AIM OF THE EXERCISE - Set down the entries below once more, precisely as they stand.

Collected data entries
----
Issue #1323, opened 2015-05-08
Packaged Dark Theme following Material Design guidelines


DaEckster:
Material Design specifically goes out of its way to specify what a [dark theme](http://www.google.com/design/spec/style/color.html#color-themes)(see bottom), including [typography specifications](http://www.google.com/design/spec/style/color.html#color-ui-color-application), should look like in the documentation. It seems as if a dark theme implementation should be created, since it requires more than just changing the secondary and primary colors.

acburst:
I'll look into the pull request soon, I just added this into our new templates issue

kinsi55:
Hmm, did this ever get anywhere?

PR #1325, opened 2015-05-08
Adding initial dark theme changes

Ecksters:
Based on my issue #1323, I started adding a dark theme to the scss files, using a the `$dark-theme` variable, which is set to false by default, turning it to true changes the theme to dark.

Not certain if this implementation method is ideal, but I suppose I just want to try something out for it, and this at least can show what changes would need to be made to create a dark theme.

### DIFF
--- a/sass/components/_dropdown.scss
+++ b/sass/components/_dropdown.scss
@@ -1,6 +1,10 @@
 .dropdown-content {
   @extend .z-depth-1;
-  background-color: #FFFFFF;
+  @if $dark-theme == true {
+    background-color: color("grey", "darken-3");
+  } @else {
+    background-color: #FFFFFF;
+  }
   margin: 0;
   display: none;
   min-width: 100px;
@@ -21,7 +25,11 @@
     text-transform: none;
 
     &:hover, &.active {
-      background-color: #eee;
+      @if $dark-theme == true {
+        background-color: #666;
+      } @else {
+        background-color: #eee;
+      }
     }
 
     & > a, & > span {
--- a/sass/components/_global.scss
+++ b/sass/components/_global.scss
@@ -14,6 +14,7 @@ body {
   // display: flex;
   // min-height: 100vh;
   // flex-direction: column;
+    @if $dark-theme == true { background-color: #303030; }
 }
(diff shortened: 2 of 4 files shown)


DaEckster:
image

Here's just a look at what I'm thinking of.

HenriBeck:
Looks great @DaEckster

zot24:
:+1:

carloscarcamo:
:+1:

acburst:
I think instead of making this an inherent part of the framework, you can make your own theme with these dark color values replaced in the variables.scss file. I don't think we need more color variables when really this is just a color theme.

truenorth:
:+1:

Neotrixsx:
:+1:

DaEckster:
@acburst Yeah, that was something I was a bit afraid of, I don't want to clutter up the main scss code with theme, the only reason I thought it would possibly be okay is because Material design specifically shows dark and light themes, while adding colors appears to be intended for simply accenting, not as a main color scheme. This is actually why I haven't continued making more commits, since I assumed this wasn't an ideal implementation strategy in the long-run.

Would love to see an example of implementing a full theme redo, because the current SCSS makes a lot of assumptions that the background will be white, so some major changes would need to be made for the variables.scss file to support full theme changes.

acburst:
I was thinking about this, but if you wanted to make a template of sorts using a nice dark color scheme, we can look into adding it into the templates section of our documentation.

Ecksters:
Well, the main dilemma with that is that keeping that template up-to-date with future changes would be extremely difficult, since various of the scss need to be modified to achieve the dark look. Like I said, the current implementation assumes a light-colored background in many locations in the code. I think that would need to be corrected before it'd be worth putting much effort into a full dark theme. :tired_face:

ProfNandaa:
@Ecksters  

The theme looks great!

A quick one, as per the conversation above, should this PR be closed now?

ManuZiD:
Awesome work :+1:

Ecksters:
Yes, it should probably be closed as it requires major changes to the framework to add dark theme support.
----
EXERCISE ANSWER -
Issue #1323, opened 2015-05-08
Packaged Dark Theme following Material Design guidelines


DaEckster:
Material Design specifically goes out of its way to specify what a [dark theme](http://www.google.com/design/spec/style/color.html#color-themes)(see bottom), including [typography specifications](http://www.google.com/design/spec/style/color.html#color-ui-color-application), should look like in the documentation. It seems as if a dark theme implementation should be created, since it requires more than just changing the secondary and primary colors.

acburst:
I'll look into the pull request soon, I just added this into our new templates issue

kinsi55:
Hmm, did this ever get anywhere?

PR #1325, opened 2015-05-08
Adding initial dark theme changes

Ecksters:
Based on my issue #1323, I started adding a dark theme to the scss files, using a the `$dark-theme` variable, which is set to false by default, turning it to true changes the theme to dark.

Not certain if this implementation method is ideal, but I suppose I just want to try something out for it, and this at least can show what changes would need to be made to create a dark theme.

### DIFF
--- a/sass/components/_dropdown.scss
+++ b/sass/components/_dropdown.scss
@@ -1,6 +1,10 @@
 .dropdown-content {
   @extend .z-depth-1;
-  background-color: #FFFFFF;
+  @if $dark-theme == true {
+    background-color: color("grey", "darken-3");
+  } @else {
+    background-color: #FFFFFF;
+  }
   margin: 0;
   display: none;
   min-width: 100px;
@@ -21,7 +25,11 @@
     text-transform: none;
 
     &:hover, &.active {
-      background-color: #eee;
+      @if $dark-theme == true {
+        background-color: #666;
+      } @else {
+        background-color: #eee;
+      }
     }
 
     & > a, & > span {
--- a/sass/components/_global.scss
+++ b/sass/components/_global.scss
@@ -14,6 +14,7 @@ body {
   // display: flex;
   // min-height: 100vh;
   // flex-direction: column;
+    @if $dark-theme == true { background-color: #303030; }
 }
(diff shortened: 2 of 4 files shown)


DaEckster:
image

Here's just a look at what I'm thinking of.

HenriBeck:
Looks great @DaEckster

zot24:
:+1:

carloscarcamo:
:+1:

acburst:
I think instead of making this an inherent part of the framework, you can make your own theme with these dark color values replaced in the variables.scss file. I don't think we need more color variables when really this is just a color theme.

truenorth:
:+1:

Neotrixsx:
:+1:

DaEckster:
@acburst Yeah, that was something I was a bit afraid of, I don't want to clutter up the main scss code with theme, the only reason I thought it would possibly be okay is because Material design specifically shows dark and light themes, while adding colors appears to be intended for simply accenting, not as a main color scheme. This is actually why I haven't continued making more commits, since I assumed this wasn't an ideal implementation strategy in the long-run.

Would love to see an example of implementing a full theme redo, because the current SCSS makes a lot of assumptions that the background will be white, so some major changes would need to be made for the variables.scss file to support full theme changes.

acburst:
I was thinking about this, but if you wanted to make a template of sorts using a nice dark color scheme, we can look into adding it into the templates section of our documentation.

Ecksters:
Well, the main dilemma with that is that keeping that template up-to-date with future changes would be extremely difficult, since various of the scss need to be modified to achieve the dark look. Like I said, the current implementation assumes a light-colored background in many locations in the code. I think that would need to be corrected before it'd be worth putting much effort into a full dark theme. :tired_face:

ProfNandaa:
@Ecksters  

The theme looks great!

A quick one, as per the conversation above, should this PR be closed now?

ManuZiD:
Awesome work :+1:

Ecksters:
Yes, it should probably be closed as it requires major changes to the framework to add dark theme support.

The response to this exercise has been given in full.